### [Work item]
In the records that follow, count the lines where the string "builds" appears, and give the count with nothing added.

Dataset entries:
PR #6580, opened 2020-03-12
Fix js-sources passing in exe builds

yorickvP:
Commit c470154 (#6025) removed buildOrReplExe, but did not port the `js-sources` functionality to the new `gbuild` function. This means `js-sources` was only being passed to GHC on lib builds, but js files were not being linked in on exe builds.

---

I tested building my ghcjs exe with or without this patch and confirmed that the js-bits are now being linked in.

### [Written response]
2